Your objective: Using the records below, filter for lines that contain the string "like" and copy them out.
----
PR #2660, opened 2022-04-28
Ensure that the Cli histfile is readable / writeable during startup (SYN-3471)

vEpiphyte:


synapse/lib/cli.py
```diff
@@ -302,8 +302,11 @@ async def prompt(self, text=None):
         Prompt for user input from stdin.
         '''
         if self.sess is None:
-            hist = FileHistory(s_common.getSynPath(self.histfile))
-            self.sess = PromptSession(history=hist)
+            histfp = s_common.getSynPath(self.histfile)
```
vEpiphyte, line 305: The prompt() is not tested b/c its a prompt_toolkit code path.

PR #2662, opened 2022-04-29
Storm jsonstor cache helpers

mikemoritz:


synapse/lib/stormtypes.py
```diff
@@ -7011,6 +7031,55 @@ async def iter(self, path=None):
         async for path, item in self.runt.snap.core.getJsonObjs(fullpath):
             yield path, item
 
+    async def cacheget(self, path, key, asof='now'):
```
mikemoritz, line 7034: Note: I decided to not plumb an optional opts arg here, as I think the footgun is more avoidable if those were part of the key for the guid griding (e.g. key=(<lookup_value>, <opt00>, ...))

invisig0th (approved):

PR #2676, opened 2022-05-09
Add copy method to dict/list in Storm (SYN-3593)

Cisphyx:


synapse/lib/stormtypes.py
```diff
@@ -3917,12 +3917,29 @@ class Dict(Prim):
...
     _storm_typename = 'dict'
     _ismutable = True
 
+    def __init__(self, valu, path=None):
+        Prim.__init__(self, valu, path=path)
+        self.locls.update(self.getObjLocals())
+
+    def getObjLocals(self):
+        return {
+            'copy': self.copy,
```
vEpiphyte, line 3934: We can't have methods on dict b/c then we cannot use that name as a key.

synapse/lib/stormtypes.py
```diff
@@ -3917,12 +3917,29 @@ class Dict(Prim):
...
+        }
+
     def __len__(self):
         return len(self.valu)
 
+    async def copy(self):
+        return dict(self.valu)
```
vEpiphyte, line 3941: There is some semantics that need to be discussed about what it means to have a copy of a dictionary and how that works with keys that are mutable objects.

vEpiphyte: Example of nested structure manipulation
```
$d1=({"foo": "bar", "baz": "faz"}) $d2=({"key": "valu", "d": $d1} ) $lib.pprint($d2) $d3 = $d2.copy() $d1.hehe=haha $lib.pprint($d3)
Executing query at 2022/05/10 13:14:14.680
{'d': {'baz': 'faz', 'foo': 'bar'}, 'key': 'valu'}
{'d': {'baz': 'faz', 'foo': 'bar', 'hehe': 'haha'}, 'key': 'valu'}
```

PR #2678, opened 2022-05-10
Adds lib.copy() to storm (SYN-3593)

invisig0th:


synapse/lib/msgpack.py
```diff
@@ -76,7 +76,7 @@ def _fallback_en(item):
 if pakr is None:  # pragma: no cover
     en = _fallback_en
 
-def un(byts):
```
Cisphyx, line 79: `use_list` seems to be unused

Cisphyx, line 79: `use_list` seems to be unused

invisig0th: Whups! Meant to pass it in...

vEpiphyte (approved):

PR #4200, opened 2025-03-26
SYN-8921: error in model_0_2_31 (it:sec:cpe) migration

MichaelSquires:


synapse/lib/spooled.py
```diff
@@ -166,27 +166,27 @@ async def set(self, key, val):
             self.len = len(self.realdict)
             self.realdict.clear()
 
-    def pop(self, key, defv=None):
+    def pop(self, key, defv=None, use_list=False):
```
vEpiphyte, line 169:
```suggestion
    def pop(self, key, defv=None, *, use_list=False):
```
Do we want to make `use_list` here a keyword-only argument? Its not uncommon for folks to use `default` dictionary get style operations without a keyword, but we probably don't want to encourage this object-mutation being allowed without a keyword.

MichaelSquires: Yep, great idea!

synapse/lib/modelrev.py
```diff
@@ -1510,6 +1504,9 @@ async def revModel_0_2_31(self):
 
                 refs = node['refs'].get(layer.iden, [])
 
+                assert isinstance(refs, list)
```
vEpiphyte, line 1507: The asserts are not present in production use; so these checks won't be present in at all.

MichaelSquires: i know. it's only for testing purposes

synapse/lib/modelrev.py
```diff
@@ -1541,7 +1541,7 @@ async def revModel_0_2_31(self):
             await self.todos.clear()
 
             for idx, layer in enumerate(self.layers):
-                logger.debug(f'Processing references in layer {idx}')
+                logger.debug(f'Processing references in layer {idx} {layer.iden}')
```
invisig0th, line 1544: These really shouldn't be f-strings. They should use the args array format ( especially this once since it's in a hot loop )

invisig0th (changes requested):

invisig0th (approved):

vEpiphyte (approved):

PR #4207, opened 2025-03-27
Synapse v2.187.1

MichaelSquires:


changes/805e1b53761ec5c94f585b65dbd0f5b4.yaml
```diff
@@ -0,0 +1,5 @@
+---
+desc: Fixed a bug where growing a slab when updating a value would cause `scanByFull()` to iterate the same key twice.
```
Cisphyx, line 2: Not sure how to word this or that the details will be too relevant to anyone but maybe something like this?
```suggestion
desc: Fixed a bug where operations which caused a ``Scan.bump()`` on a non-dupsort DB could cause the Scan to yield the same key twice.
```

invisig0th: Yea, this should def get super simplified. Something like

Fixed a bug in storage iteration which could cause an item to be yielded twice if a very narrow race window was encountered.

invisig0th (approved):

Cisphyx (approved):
----
Finished exercise:
Cisphyx, line 2: Not sure how to word this or that the details will be too relevant to anyone but maybe something like this?
invisig0th: Yea, this should def get super simplified. Something like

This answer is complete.